Unnamed: 0,geometry,type,city
0,"POLYGON ((-71.16804 42.38389, -71.16888 42.384...",parksrivers,boston1m
1,"POLYGON ((-71.16186 42.39437, -71.16186 42.394...",parksrivers,boston1m
2,"POLYGON ((-71.11563 42.32323, -71.11637 42.323...",parksrivers,boston1m
3,"POLYGON ((-71.11938 42.29989, -71.11948 42.300...",parksrivers,boston1m
4,"POLYGON ((-71.09136 42.30924, -71.09153 42.309...",parksrivers,boston1m


In [73]:
ins_gdf = process_geometry_SQL_insert(unused_gdf)
ins_gdf.to_sql('temptable_{tempname}'.format(tempname=CITY.lower()), engine, if_exists='replace', index=False, dtype={'geom': Geometry('MultiPolygon', srid=4326)})

In [74]:
sql = """
update temptable_{tempname} set geom=st_multi(st_buffer(geom, 0.0));
""".format(city=CITY, tempname=CITY.lower())

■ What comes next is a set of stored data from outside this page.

PR #180, opened 2023-11-28
chore: improve tsconfig

orochaa:
This pull request includes updates to the tsconfig.json file, aligning it with modern development practices. The changes introduced are as follows:

## Changes
- `"moduleResolution": "Bundler"`: This option is configured for use with bundlers. Unlike the Node.js resolution modes, this setting supports package.json "imports" and "exports" without requiring file extensions on relative paths in imports.
- `"moduleDetection": "force"`: Enabling this option ensures that every non-declaration file is treated as a module, providing a more consistent and predictable module handling approach.
- `"isolatedModules": true`: TypeScript will now issue warnings for code that might not be correctly interpreted by a single-file transpilation process, helping catch potential issues early in the development process.
- `"verbatimModuleSyntax": true`: Forces type imports to be flagged with a `type` modifier. This is particularly useful for bundlers, as it signals upfront that the code won't be used as a value, allowing the bundler to exclude it from the generated JavaScript code.
- `"lib": ["ES2022"]`: Updated to include only APIs from ES2022, explicitly excluding DOM APIs.

### DIFF
--- a/tsconfig.json
+++ b/tsconfig.json
@@ -3,11 +3,15 @@
     "noEmit": true,
     "module": "ESNext",
     "target": "ESNext",
-    "moduleResolution": "node",
+    "moduleResolution": "Bundler",
+    "moduleDetection": "force",
     "strict": true,
     "esModuleInterop": true,
     "forceConsistentCasingInFileNames": true,
     "skipLibCheck": true,
+    "isolatedModules": true,
+    "verbatimModuleSyntax": true,
+    "lib": ["ES2022"],
     "paths": {
       "@clack/core": ["./packages/core/src"]
     }


tsconfig.json
```diff
@@ -3,11 +3,15 @@
     "noEmit": true,
     "module": "ESNext",
     "target": "ESNext",
-    "moduleResolution": "node",
+    "moduleResolution": "Bundler",
```
benmccann, line 6: `bundler` is good for apps, but `node16` is better for libraries. that's because bundler is more permissive about things like file endings, which is good for consuming a variety of libraries, but `node16` is stricter, which is better when your library may be consumed by apps with a variety of different settings

Mist3rBru: Yes, but in the end it will be changed by `unbuild`. Do you think it's still worth it?

benmccann: I'm not familiar with `unbuild` or why they would do that. Ideally it shouldn't or there should be an option to configure it

Mist3rBru: `unbuild` imports all the code and puts it in a single file, then minimizes it, so there is no import after it has been compiled. It means that the `moduleResolution` won't have any impact after all.

Mist3rBru:
> This pull request includes updates to the tsconfig.json file, aligning it with modern development practices. The changes introduced are as follows:
> 
> ## Changes
> * `"moduleResolution": "Node16"`: It was updated from `node` option, which was deprecated.
> * `"moduleDetection": "force"`: Enabling this option ensures that every non-declaration file is treated as a module, providing a more consistent and predictable module handling approach.
> * `"isolatedModules": true`: TypeScript will now issue warnings for code that might not be correctly interpreted by a single-file transpilation process, helping catch potential issues early in the development process.
> * `"verbatimModuleSyntax": true`: Forces type imports to be flagged with a `type` modifier. This is particularly useful for bundlers, as it signals upfront that the code won't be used as a value, allowing the bundler to exclude it from the generated JavaScript code.
> * `"lib": ["ES2022"]`: Updated to include only APIs from ES2022, explicitly excluding DOM APIs.

natemoo-re (approved):
We might end up refactoring away from `unbuild` and have to change this, but it seems fine for now! No strong opinion on these ones.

result = engine.execute(text(sql))

In [75]:
sql = """
DROP TABLE IF EXISTS temptable_unusedhelper_{tempname};
CREATE TEMPORARY TABLE temptable_unusedhelper_{tempname} AS
SELECT ST_Union(geom) as geom FROM unused_areas u 
WHERE city='{city}';

DROP TABLE IF EXISTS temptable_unusedhelper_exp_{tempname};
CREATE TEMPORARY TABLE temptable_unusedhelper_exp_{tempname} AS
SELECT (ST_Dump(geom)).geom FROM temptable_unusedhelper_{tempname} u;
CREATE INDEX ON temptable_unusedhelper_exp_{tempname} USING GIST (geom);
""".format(city=CITY, tempname=CITY.lower())

result = engine.execute(text(sql))

In [76]:
sql = """
update temptable_{tempname} t set geom=ST_Multi(st_buffer(ST_Difference(t.geom, h.geom), 0.0))
FROM temptable_unusedhelper_{tempname} h
WHERE st_intersects(t.geom, h.geom) AND (NOT ST_Touches(t.geom, h.geom)) AND ST_GeometryType(ST_Multi(ST_Difference(t.geom, h.geom))) <> 'ST_GeometryCollection';
""".format(city=CITY, tempname=CITY.lower())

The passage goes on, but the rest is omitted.